**To do**
Output each record exactly, with nothing omitted.

**Supplied data**
──────

PR #760, opened 2020-04-07
Add RateLimitCircuitBreaker for go-autorest

tuommaki:
This is a simple `autorest.SendDecorator` implementation to hold back when
Azure API responds with HTTP 429 Too Many Requests.

Towards https://github.com/giantswarm/giantswarm/issues/9912


tuommaki:
CI should get green here once I merge the two required PRs:
- https://github.com/giantswarm/azure-operator/pull/758
- https://github.com/giantswarm/azure-operator/pull/759

client/azure_client_set.go
```diff
@@ -152,6 +147,7 @@ func newDeploymentsClient(config *clientConfig) (*resources.DeploymentsClient, e
 	c := resources.NewDeploymentsClientWithBaseURI(config.resourceManagerEndpoint, config.subscriptionID)
 	c.Authorizer = autorest.NewBearerAuthorizer(config.servicePrincipalToken)
 	c.RetryAttempts = 1
+	senddecorator.ConfigureClient(&gatekeeper.Gatekeeper{}, &c)
```
fiunchinho, line 150: Just want to make sure: the Azure rate limit is per client? If that's the case, it makes sense to create a gatekeeper instance for every client, otherwise sharing a single instance would make more sense.

client/senddecorator/ratelimit_circuitbreaker.go
```diff
@@ -17,6 +17,11 @@ const (
 	defaultWaitAfterTooManyRequests = 6 * time.Minute
 )
 
+func init() {
+	// ONE DOES NOT SIMPLY RETRY ON HTTP 429.
+	autorest.StatusCodesForRetry = removeElementFromSlice(autorest.StatusCodesForRetry, http.StatusTooManyRequests)
+}
```
fiunchinho, line 23: I know this is personal, but I still it's _magical_ to use `init()`. What do you say about moving `autorest.StatusCodesForRetry = removeElementFromSlice(autorest.StatusCodesForRetry, http.StatusTooManyRequests)` to the first line of the `RateLimitCircuitBreaker` function, right above the return?

client/azure_client_set.go
tuommaki: No, rate limit is per subscription and ideally the `gatekeeper` should be shared. That's why I raised it to `ConfigureClient()` level. I still want to figure though how to best wire it from the highest level.

The problem here is that different services have different rate-limit quotas but there's only single `client.NewAzureClientset()` call in `resource_set.go`.

client/senddecorator/ratelimit_circuitbreaker.go
tuommaki: My reasoning for `init()` is that it's guaranteed to run once before actual business logic whenever this package is imported. It's a global variable in library and changing that repeatedly on function call feels semantically wrong to me. `init()` makes more sense since that knob should be turned once and be left at that.

fiunchinho: okok

tuommaki:
Ok. This is good now, but I'll hold off until we get the patch release out.

PR #761, opened 2020-04-08
Add pre-commit hook config file

fiunchinho:
Added pre-commit hook configuration to run some checks locally before comitting to the repository

image


README.md
```diff
@@ -64,6 +64,14 @@ Follow [this guide][examples-local].
 See [CONTRIBUTING](CONTRIBUTING.md) for details on submitting patches, the
 contribution workflow as well as reporting bugs.
 
+## Pre-commit hook
+
+- [Install pre-commit](https://pre-commit.com/#installation).
+- [Install the git hook scripts](https://pre-commit.com/#3-install-the-git-hook-scripts)
```
axbarsan, line 70: Can we automate this with a `make` command?

fiunchinho: You mean the installation of the hooks? Like having a `Makefile` with a target called `precommit-hooks` that installs the hooks?
Installing the framework itself it's trickier, because it's platform dependent maybe?

axbarsan: I now saw that... We could implement a platform check and based on that check run a different command, or even have different `make` commands for different platforms, but I think that's just over-complicating everything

──────

**Result**
PR #760, opened 2020-04-07
Add RateLimitCircuitBreaker for go-autorest

tuommaki:
This is a simple `autorest.SendDecorator` implementation to hold back when
Azure API responds with HTTP 429 Too Many Requests.

Towards https://github.com/giantswarm/giantswarm/issues/9912


tuommaki:
CI should get green here once I merge the two required PRs:
- https://github.com/giantswarm/azure-operator/pull/758
- https://github.com/giantswarm/azure-operator/pull/759

client/azure_client_set.go
```diff
@@ -152,6 +147,7 @@ func newDeploymentsClient(config *clientConfig) (*resources.DeploymentsClient, e
 	c := resources.NewDeploymentsClientWithBaseURI(config.resourceManagerEndpoint, config.subscriptionID)
 	c.Authorizer = autorest.NewBearerAuthorizer(config.servicePrincipalToken)
 	c.RetryAttempts = 1
+	senddecorator.ConfigureClient(&gatekeeper.Gatekeeper{}, &c)
```
fiunchinho, line 150: Just want to make sure: the Azure rate limit is per client? If that's the case, it makes sense to create a gatekeeper instance for every client, otherwise sharing a single instance would make more sense.

client/senddecorator/ratelimit_circuitbreaker.go
```diff
@@ -17,6 +17,11 @@ const (
 	defaultWaitAfterTooManyRequests = 6 * time.Minute
 )
 
+func init() {
+	// ONE DOES NOT SIMPLY RETRY ON HTTP 429.
+	autorest.StatusCodesForRetry = removeElementFromSlice(autorest.StatusCodesForRetry, http.StatusTooManyRequests)
+}
```
fiunchinho, line 23: I know this is personal, but I still it's _magical_ to use `init()`. What do you say about moving `autorest.StatusCodesForRetry = removeElementFromSlice(autorest.StatusCodesForRetry, http.StatusTooManyRequests)` to the first line of the `RateLimitCircuitBreaker` function, right above the return?

client/azure_client_set.go
tuommaki: No, rate limit is per subscription and ideally the `gatekeeper` should be shared. That's why I raised it to `ConfigureClient()` level. I still want to figure though how to best wire it from the highest level.

The problem here is that different services have different rate-limit quotas but there's only single `client.NewAzureClientset()` call in `resource_set.go`.

client/senddecorator/ratelimit_circuitbreaker.go
tuommaki: My reasoning for `init()` is that it's guaranteed to run once before actual business logic whenever this package is imported. It's a global variable in library and changing that repeatedly on function call feels semantically wrong to me. `init()` makes more sense since that knob should be turned once and be left at that.

fiunchinho: okok

tuommaki:
Ok. This is good now, but I'll hold off until we get the patch release out.

PR #761, opened 2020-04-08
Add pre-commit hook config file

fiunchinho:
Added pre-commit hook configuration to run some checks locally before comitting to the repository

image


README.md
```diff
@@ -64,6 +64,14 @@ Follow [this guide][examples-local].
 See [CONTRIBUTING](CONTRIBUTING.md) for details on submitting patches, the
 contribution workflow as well as reporting bugs.
 
+## Pre-commit hook
+
+- [Install pre-commit](https://pre-commit.com/#installation).
+- [Install the git hook scripts](https://pre-commit.com/#3-install-the-git-hook-scripts)
```
axbarsan, line 70: Can we automate this with a `make` command?

fiunchinho: You mean the installation of the hooks? Like having a `Makefile` with a target called `precommit-hooks` that installs the hooks?
Installing the framework itself it's trickier, because it's platform dependent maybe?

axbarsan: I now saw that... We could implement a platform check and based on that check run a different command, or even have different `make` commands for different platforms, but I think that's just over-complicating everything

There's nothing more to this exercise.